In our research, most isolates were not typeable with the panel of diagnostic antisera. Indeed, the diversity of serogroups among EPEC strains discouraged the use of serotyping methods for their diagnosis (37-39). MLVA is a promising genotyping method, which is easy to perform, cheap and highly reproducible alternative to Pulse Field Gel Electrophoresis (PFGE) and Multi Locus Sequence Typing (MLST). MLVA has been used successfully to genotype ESBL-producing E. coli strains in Denmark (40). It was also applied for genotyping E. coli strains carrying different groups of CTX-M family in some European countries (41).

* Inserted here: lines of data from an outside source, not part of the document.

PR #4564, opened 2017-01-25
static overlaps for Rectangle

ghandhikus:


Tom-Ski:
Use Intersector.overlaps ()

PR #4565, opened 2017-01-25
raw overlaps to avoid unnecessary object creation

ghandhikus:


cypherdare:
I think this needs a javadoc to explain the parameters and that it's for rectangles.

ghandhikus:
Parameter count and names suggest that

MobiDevelop:
I'd agree that the method needs a javadoc and/or be named something with the word rectangles in it (e.g. `overlapRectangles(...)`).

gdx/src/com/badlogic/gdx/math/Intersector.java
```diff
@@ -887,6 +887,21 @@ public static boolean overlaps (Rectangle r1, Rectangle r2) {
 		return r1.overlaps(r2);
 	}
 
+	/**
+	 * @param r1x x of first {@link Rectangle}
+	 * @param r1y y of first {@link Rectangle}
+	 * @param r1w width of first {@link Rectangle}
+	 * @param r1h height of first {@link Rectangle}
+	 * @param r2x x of first {@link Rectangle}
```
Darkyenus: "second"

Nothing in the signature (except parameter names) suggest that this method deals with rectangles, I am in favor of renaming the method to something like `overlapRectangles`.

badlogic:
Agree with the others, the method name needs to indicate that this a rectangle overlap test. Please amend the PR or send a new one.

The most obvious finding from this survey was that there was a high degree of heterogeneity among ESBL producing strains. The presence of these strains was not due to emergence of one specific clone, but seemed to be due to the spread of mobile genetic elements (e.g. plasmids and transposons) harboring blaCTX-M15 as well as other β-lactamase resistance genes. In conclusion, this study emphasized the alarming role of β-lactamases, especially ESBLs in antibiotic resistance in diarrheagenic E. coli strains. It gave us an insight into the current prevalence and genetic backgrounds of these strains.